If the price “rebounds” from the fan, there is an opportunity to enter the market when the trend reverses or tendencies appear, earlier than most traders who use only the sloping channel or even the Fibonacci Grid do, and even earlier than the ZigZag indicator turns over.
5. Money management.
The basis of entering any market is a well-thought and planned money management. It is literally more important than choosing a trading strategy.

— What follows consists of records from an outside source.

PR #7184, opened 2024-12-28
Update flipping-copilot to v1.6.0

cbrewitt:
Major refactor and improve transaction inference
- Refactor all depedencies to use constructor based injection where possible
- Restructure code to more cleanly follow MVC pattern:
  - Controller/Handler classes should have minimal state
  - State should be stored and managed in '<model name>Manager' classes
  - Manager classes should not reference Controllers or Views (JPanels)
  - Controllers and Views (JPanels) may reference each other
- Disentangle state from Controller/View classes
- Update the handling of offer events for inferring transactions based on GrandExchangePlugin code
- Construct the AccountStatus on the fly directly from client.getGrandExchangeOffers() to avoid sync issues
- Track the uncollected quantities explciitly in an independent Manager
- Use accountHash instead of displayName where possible
- Include a machine ID + additional flags on transactions to help track/clean up bad transactions
- Simplify the osrs login management
- Add suggestion settings tab in suggestions panel
- Move sell only toggle to suggestion settings
- Add blacklist UI feature

### DIFF
--- a/plugins/flipping-copilot
+++ b/plugins/flipping-copilot
@@ -1,3 +1,3 @@
 repository=https://github.com/cbrewitt/flipping-copilot.git
-commit=f53a52eaa962cd976a931b77fd6cef52abe49954
+commit=b0bf18e3227b43e58fc539bf244d3fbe755dc946
 warning=This plugin submits your grand exchange offers, grand exchange transactions, and IP address to a 3rd party server not controlled or verified by the RuneLite Developers.
--- a/plugins/flipping-copilot
+++ b/plugins/flipping-copilot
@@ -1,3 +1,3 @@
 repository=https://github.com/cbrewitt/flipping-copilot.git
-commit=74b567cf386eeb28709c814afa5026ad76225f3f
+commit=f53a52eaa962cd976a931b77fd6cef52abe49954
 warning=This plugin submits your grand exchange offers, grand exchange transactions, and IP address to a 3rd party server not controlled or verified by the RuneLite Developers.
--- a/plugins/flipping-copilot
+++ b/plugins/flipping-copilot
@@ -1,3 +1,3 @@
 repository=https://github.com/cbrewitt/flipping-copilot.git
-commit=5b68ad752278acdb6e2aef4d3f0aa65119cf7c6a
+commit=6ad8e3cf036788182b5e0101d48936dd189e6561
 warning=This plugin submits your grand exchange offers, grand exchange transactions, and IP address to a 3rd party server not controlled or verified by the RuneLite Developers.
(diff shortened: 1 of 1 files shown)


LlemonDuck:
You've done a good job of wrapping things in ClientThread#invokeLater where needed, but you need to be more cognizant of getting back _off_ the client thread as soon as possible. You're doing a whole bunch of I/O and Swing things on the client thread in a lot of places. Use SwingUtilities#invokeLater and a parallel executor instead.

Tip btw: you can use `@RequiredArgsConstructor(onConstructor_ = @Inject)` if you're just injecting a bunch of `private final` fields and don't need to do any other actions in the ctor. Then if you extend it you don't have to write it in 3 places.

cbrewitt:
Thank you for the feedback, we've made the following changes to address it:
- Ensure all ui refresh methods execute in swing thread
- Switch disk writes in most Manager classes to async
- Use @RequiredArgsConstructor where possible

We've also added a few other changes with the latest commits:
- add f2p only toggle
- fix "collect items" bug

LlemonDuck:
what do you need this for? https://github.com/cbrewitt/flipping-copilot/compare/5b68ad752278acdb6e2aef4d3f0aa65119cf7c6a...cbrewitt:74b567cf386eeb28709c814afa5026ad76225f3f#diff-143066f71dc6a3c22ce21eaf87df1118bdbed9c53de9e4d22568a65829f77952R223-R263

cbrewitt:
> what do you need this for? [cbrewitt/flipping-copilot@5b68ad7...cbrewitt:74b567cf386eeb28709c814afa5026ad76225f3f#diff-143066f71dc6a3c22ce21eaf87df1118bdbed9c53de9e4d22568a65829f77952R223-R263](https://github.com/cbrewitt/flipping-copilot/compare/5b68ad752278acdb6e2aef4d3f0aa65119cf7c6a...cbrewitt:74b567cf386eeb28709c814afa5026ad76225f3f#diff-143066f71dc6a3c22ce21eaf87df1118bdbed9c53de9e4d22568a65829f77952R223-R263)

This is actually borrowed from in the GrandExchangePlugin code https://github.com/runelite/runelite/blob/0c0c41d5b7d6b1314d2257ffb9c10cf82b2ec7b9/runelite-client/src/main/java/net/runelite/client/plugins/grandexchange/GrandExchangePlugin.java#L938-L981. We thought that it could be useful in certain cases for ensuring transaction consistency and debugging user reported issues related to transactions. 

Right now our backend isn't actually doing anything with it. If there are any concerns relating to user privacy/security we can remove it.

LlemonDuck:
If you aren't using it now I would prefer if you could remove it, yes.

cbrewitt:
MachineID has been removed now, as requested

cbrewitt:
We've made a some extra changes with an additional commit:
- Add flipping.gg to the list of price tracker websites
- bugfix: GrandExchangeOfferEventHandler prev offer event NPE issues
- Support configuring chat text color
- Cycle the highlight overlays through different colors 
- Don't get new suggestion on item inventory changed if GE is not open
- Add additional protection against collect items bug
- Add a new field `requestedSuggestionTypes` and set it when not at the GE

Determination of optimal deposit and trading lot volume is necessary in order to solve the main task of a trader – to keep the deposit. If the objective of keeping the deposit is solved, and a trader earns profit, even a small one, it means that the trader trades successfully and he is a successful trader. There is no need to strive for the exaggerated percentage of profitable trades, such as 70-90%, and overstate the corresponding risks in your trading strategy. Many large traders steadily earn on the market with the percentage of profitable transactions not much more than 50%. If the strategy is effective and competent, it will bring its own benefits. You should not interfere and reduce the volume of transactions after the losses, as well as try to catch up by unreasonably inflating the volume of lots.
Initially, it is enough to put minimum risks for a series of 10 losing trades and for the amount not exceeding 15% of the deposit. The probability would seem to be small, but it should never be forgotten about possible market crashes and sudden corrections. Many traders do not take into account the possibility of a long series of losing trades, while this is one of the main reasons why they ultimately lose their entire deposit. Therefore, the amount of deposit should be sufficient to overcome the drawdown, and this does not mean huge, but it does mean that there is a certain ratio of deposit size and trading lot volume.
To come out of a drawdown, it is possible to try gradually increasing order sizes when market behavior becomes clear, as the probability of the next trade to be profitable only increases with every losing trade before it.
Figure 13. Money management Rules.
The Owl strategy has a rate of return at least two times higher than the objective loss ratio. That is why even having such a ratio of profitable trades to losing trades as 1:3, it allows traders to stay in positive positions and save the deposit. It’s important to understand that any tool should work in skilful hands and the system of risk-management is still of primary importance for those who enter the market with the Owl strategy.
Conclusion.
For the Owl Strategy development there were used fragments of the trading system by the world famous trader Bill Williams, elements of the wave analysis theory by the famous trading analyst Ralph Elliott, and also tested by many traders in practice and very popular indicators: Fibonacci Grid and Fibonacci Fan, as well as ZigZag. The strategy also includes Alexander Elder’s trading principle – the method of simultaneous use of three screens.
The modification of classical indicators implemented in the Owl, does not change their essence, but dynamically adapts them to the changing market conditions at the current stage. Just as not all of the classical candle models work, at least on different markets, some indicators can at least work with a lag, making their use in modern trading less useful than it would be desirable.
The Owl strategy is based on the principle of simultaneous combined use of several indicators. Some of them have been refined and modified, and their further work has been tested in practice for a long time. This represents a complex trading system or smart-strategy, which has a very good risk/return ratio.
All the necessary parameters described above are combined in a new indicator called Owl Smart Levels which displays the resulting parameter of the work of all the parts of the trading system in interaction. Basically, this is a ready-made tool, using which you can fully work on the new profitable trading strategy described above.